_What is expected:_ The entries below are to be repeated exactly as they stand.

[Saved data entries]
○ ○ ○ ○
Issue #750, opened 2016-12-30
Introduce functional/UI testing


hosainnet:
Salam. 

As Android uses a lot of final/static classes and methods, unit testing can be a little difficult and it would be good to have some more test coverage in the form of functional/ui tests (testing against a running app)

Some things to consider:

- What framework to use? e.g [Espresso](https://developer.android.com/training/testing/ui-testing/espresso-testing.html)?
- How will tests run on CI
- All external HTTP calls should be mocked  (something like [this](https://github.com/Confluex/confluex-mock-http) could work well)
- Use a decent test runner ([Spoon comes to mind](https://github.com/square/spoon))

Maybe for the purposes of this task, we can setup the framework and pick just a single activity to try an test it first, then use it going forwards.

What is everyone's thought on this?

ahmedre:
wa3laikum alsalam -
definitely - i've been rewriting a lot of code to try to split out ui logic and make things easier to test. do you want to take this?

- +1 for Espresso
- CI - Travis should support it, but if not, we can switch to CircleCI since they also have free plans for open source projects that we can use.
- Mocking HTTP - i've used OkHttp's MockServer to test [TranslationManagerPresenter](https://github.com/quran/quran_android/blob/master/app/src/test/java/com/quran/labs/androidquran/presenter/translation/TranslationManagerPresenterTest.java) and it works pretty well without adding any new dependencies.
- no problem using Spoon, but do we need it? i thought part of its use was running tests on multiple devices and capturing screenshots?

walsalam 3alaikum

hosainnet:
OK great, yes I'll take it inshallah.

We might need to think about how we structure our tests, e.g if we want to put Espresso tests in a different package etc.

Re Spoon, you're right it's not that necessary but it generates a neat HTML report and can take screenshots which is handy if we're running tests headless. I'll leave it out for now but we can add it later if needed.

PR #764, opened 2017-01-09
Setup Travis CI

hosainnet:
Follow up to #750 

- Setup Travis CI to run Espresso tests (max Android version supported is 22)
- Added build status on the README.md

### DIFF
--- a/.travis.yml
+++ b/.travis.yml
@@ -9,7 +9,7 @@ android:
       - platform-tools
       - build-tools-25.0.0
       - android-25
-      - android-22
+      - android-22 # required for emulator below
       - extra-android-m2repository
       - sys-img-armeabi-v7a-android-22
 
--- a/.travis.yml
+++ b/.travis.yml
@@ -9,7 +9,17 @@ android:
       - platform-tools
       - build-tools-25.0.0
       - android-25
+      - android-22
       - extra-android-m2repository
+      - sys-img-armeabi-v7a-android-22
+
+before_script:
+  # Create and start emulator
+  - echo no | android create avd --force -n test -t android-22 --abi armeabi-v7a
+  - emulator -avd test -no-skin -no-audio -no-window &
+  - android-wait-for-emulator
+  - adb shell input keyevent 82 &
 
 script:
    - ./gradlew clean testMadaniRelease -PdisableCrashlytics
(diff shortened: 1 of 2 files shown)


.travis.yml
```diff
@@ -9,7 +9,17 @@ android:
       - platform-tools
       - build-tools-25.0.0
       - android-25
+      - android-22
```
ozbek: Can you add 

> Android 22 is the latest in Travis at this time: https://docs.travis-ci.com/user/languages/android/

comment around here so that it will serve as a reminder for the next person looking at here?

Also, would not this make the one previous line obsolete? Having to similar lines one after another looks suspicious to me (I am not familiar with Travis build).

ahmedre:
lgtm with the exception of @ozbek's point, which i agree with - can you just remove `- android-22`?

hosainnet:
I tried first without including `- android-22` but it's required because that's the latest supported version to create the emulator image here `- echo no | android create avd --force -n test -t android-22 --abi armeabi-v7a`

I left `- android-25` because we use `- build-tools-25.0.0` so I assumed it's required, let me try removing `- build-tools-25.0.0` and see if it still works

hosainnet:
Okay so removing `android-25` breaks the build with `Before building your project, you need to accept the license agreements and complete the installation of the missing components using the Android Studio SDK Manager.`

Shall I put it back? I've left a comment near v22

ozbek:
Probably, this will help with the license error: https://docs.travis-ci.com/user/languages/android/#Dealing-with-Licenses ?

[Apparently](https://docs.travis-ci.com/user/languages/android/#Pre-installed-components), it is OK to list several versions of android-XX components.

> To ensure the stability of your build environment, we recommend that you explicitly specify the required components for your project

Sorry for not being more straightforward in my previous comment. The note regarding my not familiarity with Travis CI was to warn to take my comment with caution. Sorry again for the unnecessary issues caused ):

hosainnet:
No worries brother, I'm new to Travis too haha :)

I think I was wrong, maybe we can revert to just using v25, v22 just happens to be pre-installed.

Let me try a couple of things on another branch and see how it goes so I don't pollute this one!

ahmedre:
i think Android 25 is needed because we compile against Android N (api 25 - android 7.1).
○ ○ ○ ○
_Exercise result:_
Issue #750, opened 2016-12-30
Introduce functional/UI testing


hosainnet:
Salam. 

As Android uses a lot of final/static classes and methods, unit testing can be a little difficult and it would be good to have some more test coverage in the form of functional/ui tests (testing against a running app)

Some things to consider:

- What framework to use? e.g [Espresso](https://developer.android.com/training/testing/ui-testing/espresso-testing.html)?
- How will tests run on CI
- All external HTTP calls should be mocked  (something like [this](https://github.com/Confluex/confluex-mock-http) could work well)
- Use a decent test runner ([Spoon comes to mind](https://github.com/square/spoon))

Maybe for the purposes of this task, we can setup the framework and pick just a single activity to try an test it first, then use it going forwards.

What is everyone's thought on this?

ahmedre:
wa3laikum alsalam -
definitely - i've been rewriting a lot of code to try to split out ui logic and make things easier to test. do you want to take this?

- +1 for Espresso
- CI - Travis should support it, but if not, we can switch to CircleCI since they also have free plans for open source projects that we can use.
- Mocking HTTP - i've used OkHttp's MockServer to test [TranslationManagerPresenter](https://github.com/quran/quran_android/blob/master/app/src/test/java/com/quran/labs/androidquran/presenter/translation/TranslationManagerPresenterTest.java) and it works pretty well without adding any new dependencies.
- no problem using Spoon, but do we need it? i thought part of its use was running tests on multiple devices and capturing screenshots?

walsalam 3alaikum

hosainnet:
OK great, yes I'll take it inshallah.

We might need to think about how we structure our tests, e.g if we want to put Espresso tests in a different package etc.

Re Spoon, you're right it's not that necessary but it generates a neat HTML report and can take screenshots which is handy if we're running tests headless. I'll leave it out for now but we can add it later if needed.

PR #764, opened 2017-01-09
Setup Travis CI

hosainnet:
Follow up to #750 

- Setup Travis CI to run Espresso tests (max Android version supported is 22)
- Added build status on the README.md

### DIFF
--- a/.travis.yml
+++ b/.travis.yml
@@ -9,7 +9,7 @@ android:
       - platform-tools
       - build-tools-25.0.0
       - android-25
-      - android-22
+      - android-22 # required for emulator below
       - extra-android-m2repository
       - sys-img-armeabi-v7a-android-22
 
--- a/.travis.yml
+++ b/.travis.yml
@@ -9,7 +9,17 @@ android:
       - platform-tools
       - build-tools-25.0.0
       - android-25
+      - android-22
       - extra-android-m2repository
+      - sys-img-armeabi-v7a-android-22
+
+before_script:
+  # Create and start emulator
+  - echo no | android create avd --force -n test -t android-22 --abi armeabi-v7a
+  - emulator -avd test -no-skin -no-audio -no-window &
+  - android-wait-for-emulator
+  - adb shell input keyevent 82 &
 
 script:
    - ./gradlew clean testMadaniRelease -PdisableCrashlytics
(diff shortened: 1 of 2 files shown)


.travis.yml
```diff
@@ -9,7 +9,17 @@ android:
       - platform-tools
       - build-tools-25.0.0
       - android-25
+      - android-22
```
ozbek: Can you add 

> Android 22 is the latest in Travis at this time: https://docs.travis-ci.com/user/languages/android/

comment around here so that it will serve as a reminder for the next person looking at here?

Also, would not this make the one previous line obsolete? Having to similar lines one after another looks suspicious to me (I am not familiar with Travis build).

ahmedre:
lgtm with the exception of @ozbek's point, which i agree with - can you just remove `- android-22`?

hosainnet:
I tried first without including `- android-22` but it's required because that's the latest supported version to create the emulator image here `- echo no | android create avd --force -n test -t android-22 --abi armeabi-v7a`

I left `- android-25` because we use `- build-tools-25.0.0` so I assumed it's required, let me try removing `- build-tools-25.0.0` and see if it still works

hosainnet:
Okay so removing `android-25` breaks the build with `Before building your project, you need to accept the license agreements and complete the installation of the missing components using the Android Studio SDK Manager.`

Shall I put it back? I've left a comment near v22

ozbek:
Probably, this will help with the license error: https://docs.travis-ci.com/user/languages/android/#Dealing-with-Licenses ?

[Apparently](https://docs.travis-ci.com/user/languages/android/#Pre-installed-components), it is OK to list several versions of android-XX components.

> To ensure the stability of your build environment, we recommend that you explicitly specify the required components for your project

Sorry for not being more straightforward in my previous comment. The note regarding my not familiarity with Travis CI was to warn to take my comment with caution. Sorry again for the unnecessary issues caused ):

hosainnet:
No worries brother, I'm new to Travis too haha :)

I think I was wrong, maybe we can revert to just using v25, v22 just happens to be pre-installed.

Let me try a couple of things on another branch and see how it goes so I don't pollute this one!

ahmedre:
i think Android 25 is needed because we compile against Android N (api 25 - android 7.1).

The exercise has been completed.